The Association of Consulting Actuaries has warned that 27 per cent of employers are likely to offset the cost of auto-enrolment by reducing their expenditure on workplace pensions.
The ACA’s 2011 pensions trends survey shows this figure increases to 35 per cent among bigger employers, which are expecting between 12 and 17 per cent of staff to opt out of workplace pensions.
Smaller firms are budgeting on between 33 and 39 per cent of employees opting out.
Seventy-three per cent of employers say they are likely to auto-enrol staff into their existing scheme, with 21 per cent saying they are likely to enrol into a new scheme.

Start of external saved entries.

PR #593, opened 2019-12-24
Add additional result-* links from nix-build to .gitignore

kmicklas:
If you `nix-build` an attribute set you get `result-2`, `result-3`, etc.


3noch:
Thanks!

PR #594, opened 2019-12-25
New thunk types for private and local repos

3noch:


lib/command/src/Obelisk/Command.hs
```diff
@@ -220,20 +221,35 @@ thunkDirectoryParser = fmap (dropTrailingPathSeparator . normalise) . strArgumen
   , help "Path to directory containing thunk data"
   ]
 
+thunkConfig :: Parser ThunkConfig
+thunkConfig = ThunkConfig
+  <$>
+    (   flag' (Just True) (long "private" <> help "Mark thunks as pointing to a private repository")
+    <|> flag' (Just False) (long "public" <> help "Mark thunks as pointing to a public repository")
+    <|> pure Nothing
+    )
```
alexfmpe: Shouldn't we fail parsing if both private and public are provided? This seems like it will pick the first, which could allow someone to accidentally add `public` rather than replace `private` after open-sourcing a repo.
Replacing the order here could then potentially break things

Ericson2314:
I wonder, if the change is fairly big already, should we also solve the problem of thunks always importing the repo root and instead make then work like `hackOn`?

lib/command/src/Obelisk/Command.hs
cardenaso11: this works as you intended, if private and public are both provided, it marks the last one as invalid, because it is not consumed. although, the error message is just that the last one is an invalid option, which might be worth changing

3noch:
I'd be fine with trying to tackle that *in this release set* but not necessarily in this PR. Let's discuss the design in an issue.

3noch:
@Ericson2314 See #601

414owen:
PR that fixes tests here: https://github.com/obsidiansystems/obelisk/pull/603

PR #595, opened 2019-12-25
QA

3noch:


3noch:
Need to add changelog entry about new reflex-platform-func attr in obelisk's default.nix

PR #597, opened 2019-12-27
Add missing error log

alexfmpe:


alexfmpe:
Seems too easy to forget to actually output the error(s). Feels like the return should use `Either [Text]` instead of `Maybe`

PR #599, opened 2019-12-27
Allow packages named differently from the containing directory

alexfmpe:


lib/command/src/Obelisk/Command/Run.hs
```diff
@@ -108,15 +108,16 @@ runWatch = do
 
 -- | Relative paths to local packages of an obelisk project
 -- TODO a way to query this
-getLocalPkgs :: Applicative f => f [FilePath]
-getLocalPkgs = pure ["backend", "common", "frontend"]
+getLocalPkgs :: Applicative f => f [(FilePath, Maybe String)]
+getLocalPkgs = pure [("backend", Nothing), ("common", Nothing), ("frontend", Nothing)]
```
alexfmpe: This is technically the only committed use-case, yet the package-equals-folder assumption was
1) highly unexpected
2) unreported due to #597 
3) inconsistent with obelisk itself, since I ran into this whole thing when adding `.obelisk/impl/lib/route` to `getLocalPkgs` for some experiments, and it wouldn't find `obelisk-route.cabal`

kmicklas: I've definitely run into other confusing issues with the Obelisk libraries having names different than the directories - independent of this I'd prefer they weren't like that.

3noch:
Wow. This is a terrible assumption on obelisk's part. Thanks for finding it. I'm curious why we need to pass around both pieces of info. Can't we just look for a `.cabal` file to find the actual package name?

alexfmpe:
I don't really know. Is it possible to have 2 `.cabal` in the same directory?

3noch:
Yes it is, although it's *extremely* rare. I don't think I've ever seen it, ever. What if `FilePath` were a path to a *cabal* file instead of a directory?

alexfmpe:
You mean `.cabal` file or `package.yaml` ?
I think that would work right now, because `backend/frontend/common` is the only use case, but it means attempts to un-hardcode this (e.g. #489, #520) would need to specify the package file instead of the package folder in .nix, correct?

3noch:
I guess we could do our best to guess and only fail if it's ambiguous which would basically never happen...

xplat:
i second the idea of guessing, the usual tools do it ... in the long term i'd prefer if the entire hardcoding thing went away (maybe referring to cabal.project instead), as well as the mechanism changing.

3noch:
@alexfmpe How did you run into this exactly? Did you have `backend/some-other-name.cabal` instead of `backend/backend.cabal`, for example?

3noch:
Now to add tests

alexfmpe:
> @alexfmpe How did you run into this exactly? Did you have `backend/some-other-name.cabal` instead of `backend/backend.cabal`, for example?

https://github.com/obsidiansystems/obelisk/pull/599#discussion_r361559329 (3)

lib/command/src/Obelisk/Command/Run.hs
```diff
@@ -105,38 +107,50 @@ runWatch = do
...
+  => FilePath -- ^ Directory to search for cabal package
+  -> m (Either GuessPackageFileError (Either FilePath FilePath))
+  -- ^ 'Right' 'Left' for hpack package, 'Right' 'Right' for cabal package; 'FilePath' is relative to given directory.
+guessCabalPackageFile dir = do
+  candidates <- liftIO $
+        filterM doesFileExist
+    =<< filter (liftA2 (||) (== Hpack.packageConfig) (".cabal" `L.isSuffixOf`))
+    <$> listDirectory dir
+  pure $ case L.partition (== Hpack.packageConfig) candidates of
+    ([hpack], _) -> Right $ Left hpack
```
alexfmpe: This also catches `([hpack], [cabal])`. I'm not too familiar with `hpack`, I guess we can assume that to be the generated cabal from hpack *if* the name matches?
I don't think this should catch `([hpack], [cabal1,cabal2])` at any rate.

lib/command/src/Obelisk/Command/Run.hs
srid: @alexfmpe Just curious: what's the use case for doing (3)? To have `ob run` reload when obelisk-route changes?

lib/command/src/Obelisk/Command/Run.hs
```diff
@@ -105,38 +107,50 @@ runWatch = do
...
-        liftIO (readPackageConfig decodeOptions) >>= \case
-          Left err -> do
-            putLog Error $ T.pack $ "Failed to parse " <> hpackFp <> ": " <> err
-            return Nothing
-          Right (DecodeResult hpackPackage _ _ _) -> do
-            return $ Just $ renderPackage [] hpackPackage
-      else do
-        putLog Error $ T.pack "Found neither cabal nor hpack file"
-        return Nothing
+parseCabalPackage dir = do
```
alexfmpe: Maybe it would be better to have the bulk of this function run inside `ExceptT (NonEmpty Text)`, ending with

```haskell 
\case
  Left errs -> for errs (putLog Error) *> pure Nothing
  Right info -> pure info
```
I feel that any failure here should provide a user-facing reason, rather than be allowed to simply return `Nothing` without logs of any kind (e.g. #597).

lib/command/src/Obelisk/Command/Run.hs
alexfmpe: @srid Yeah I was trying to get that in the same ghci(d) as the skeleton to avoid slow compilation cycles (several obelisk packages depend on `obelisk-route`. Didn't quite get to something that works correctly enough always because `obelisk-run` is one of those dependents and `ob run` uses it, so I ran into several weird things on my repl.

lib/command/src/Obelisk/Command/Run.hs
3noch: I'm going with "If you have a package.yaml file, I don't care what your cabal situation is because it should be generated anyway"

lib/command/src/Obelisk/Command/Run.hs
3noch: At this point the function does provide a user facing reason in any place that it returns `Nothing`.

3noch: I see your point though.

3noch: Done.

default.nix
```diff
@@ -47,6 +47,8 @@ let
         pkgs = self.callPackage ({ pkgs }: pkgs) {};
         onLinux = pkg: f: if pkgs.stdenv.isLinux then f pkg else pkg;
       in {
+        shelly = self.callHackage "shelly" "1.9.0" {};
```
alexfmpe: Might want to upstream this: https://github.com/reflex-frp/reflex-platform/issues/542

3noch:
Dropped the changelog entry since this doesn't *actually* let someone use a different cabal package name. It only means that `ob run` will support it. :man_facepalming:

PR #603, opened 2020-01-02
Use file-cloned local obelisk impl in SelfTest

414owen:
This makes all tests green, but might be a better solution than the temp directory...
@3noch


3noch:
Great! Thank you!

PR #606, opened 2020-01-03
Make obelisk depend on reflex-dom-core instead of reflex-dom

matthewbauer:
All of the Obelisk libraries only need reflex-dom-core to work.
reflex-dom reexports reflex-dom-core, so this worked fine before, but
it had the side effect of pulling in jsaddle-webkit2gtk. For apps that
are just using jsaddle-warp, this pulls in a lot of GTK dependencies
that are never used. Switching everything to reflex-dom-core allows
individual apps avoid these extra dependencies.


3noch:
@matthewbauer Do you have any idea what the CI failures are about? If not I'll take a deeper look.

3noch:
Resolved merge conflicts.

3noch:
@matthewbauer Still having issues with CI. The errors are strange though, complaining about zlib?

Ericson2314:
Android zlib errors I believe are fixed in newer reflex platform.

matthewbauer:
I don't think it's been resolved - some weird error that only occurs when we don't pull in the extra dependencies from reflex-dom.

3noch:
#779 Should have solved the hard part of this.

PR #607, opened 2020-01-06
autodetect private repos

cardenaso11:
This should make it so the private repos added in https://github.com/obsidiansystems/obelisk/pull/594 can be automatically detected by obelisk, by connecting and attempting to ls-remote. Currently it attempts to access ssh repos as https.


3noch:
Need to see how this plays with `--private/--public` CLI flags still.

lib/command/src/Obelisk/Command/Thunk.hs
```diff
@@ -851,9 +853,9 @@ getLatestRev os = do
 uriThunkPtr :: MonadObelisk m => GitUri -> Maybe Text -> Maybe Text -> m ThunkPtr
 uriThunkPtr uri mbranch mcommit = do
   commit <- case mcommit of
-    Nothing -> gitGetCommitBranch uri mbranch >>= return . snd
+    Nothing -> gitGetCommitBranch uri mbranch >>= return . snd -- return . (\(_, y, _)->y) --perhaps do io here instead of making uriToTHunkSource effectful ?
```
3noch: Let's get rid of this comment.

3noch:
We need to make sure that passing `--public/--private` not only overrides any setting found by auto-detection, but actually skips auto-detection completely. I can imagine edge cases where auto-detection gets in the way / gets stuck on some connection that isn't working and having a way to override+skip will be a valuable fallback. Not to mention it's the only sensible UX for those flags.

PR #2168, opened 2026-07-18
feat: upgrade splice

mateuszpiatkowski-da:
Auto-generated by `yarn script:upgrade:splice`

PR #2266, opened 2026-08-10
fix: delete stale generated clients during codegen and wire up Canton 3.5.8

### LINKED ISSUE #1380: Fix codegen from canton openapi and asyncapi files
When there is a new canton version and we run `yarn script:generate:openapi`, this creates new clients with he new version  under `core/ledger-client-types/src/generated-clients` for the standard open api codegen, ledger provider types codegen, and the asyncapi, but this does not delete the old versioned files or update the imports to point to the new versions.

nicosampler:
## What

Closes #1380.

Bumping the Canton version in `scripts/src/lib/version-config.json` and re-running the codegen silently does nothing: the generated clients carry the version in their filename (e.g. `openapi-3.5.8.ts`), so a bump writes a new set of files next to the old one, nothing deletes the stale set, and the hand-written imports in `core/ledger-client-types/src/index.ts` keep pointing at the old version. This already happened: #2168 bumped devnet to 3.5.8, but `index.ts` stayed on 3.5.1 and `openapi-3.5.8-paths.ts` was never committed.

## What we changed

1. **Wired up Canton 3.5.8.** `index.ts` now imports 3.5.8, the missing `openapi-3.5.8-paths.ts` is generated, and the 3.5.1 clients are deleted.
2. **The codegen now prunes stale clients.** Both scripts delete generated clients whose version is absent from `version-config.json`, keeping the versions of every network (not just the one passed via `--network`, which would make a devnet run delete mainnet's client). Deleting a file that `index.ts` still imports is intentional: it turns a silent no-op into a compile error listing the files to repoint. The prune runs after generation, so a failed run leaves the tree untouched.
3. **`core/asyncapi-client` builds its channel map with `Object.fromEntries`.** 3.5.8 adds a WebSocket channel that 3.4.12 lacks, and the previous union-keyed write (`acc[currentVersion]`) only compiled while both versions had identical channels. Runtime behavior is unchanged.
4. **Deleted `asyncapi-3.5.1.d.ts` and its `.d.ts.map`,** stray tsc output committed in #1681.

## Verification

`yarn build:all` and `yarn test:all` pass. The prune was exercised end to end by pointing devnet at 3.5.1: it deleted the 3.5.8 client, printed the file to repoint, and the `ledger-client-types` build failed as intended.


mjuchli-da (approved):

rukmini-basu-da:
LGTM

At least two-thirds of companies presently offering no pension scheme say they are unlikely to auto-enrol employees into either Nest or an employer’s scheme, suggesting some firms have not understood the legal requirements.
ACA chairman Stuart Southall says: “There is a danger of more levelling-down. With contribution rates into many schemes failing to keep pace with the pension costs of longer lifespans, and with employers expecting and in some cases relying upon high anticipated levels of pension opting out for budgetary purposes, warning bells are ringing.”
Facts and Figures managing director Simon Webster says: “I am not surprised that employers are trying to mitigate the costs of auto-enrolment because this is a tax on business.”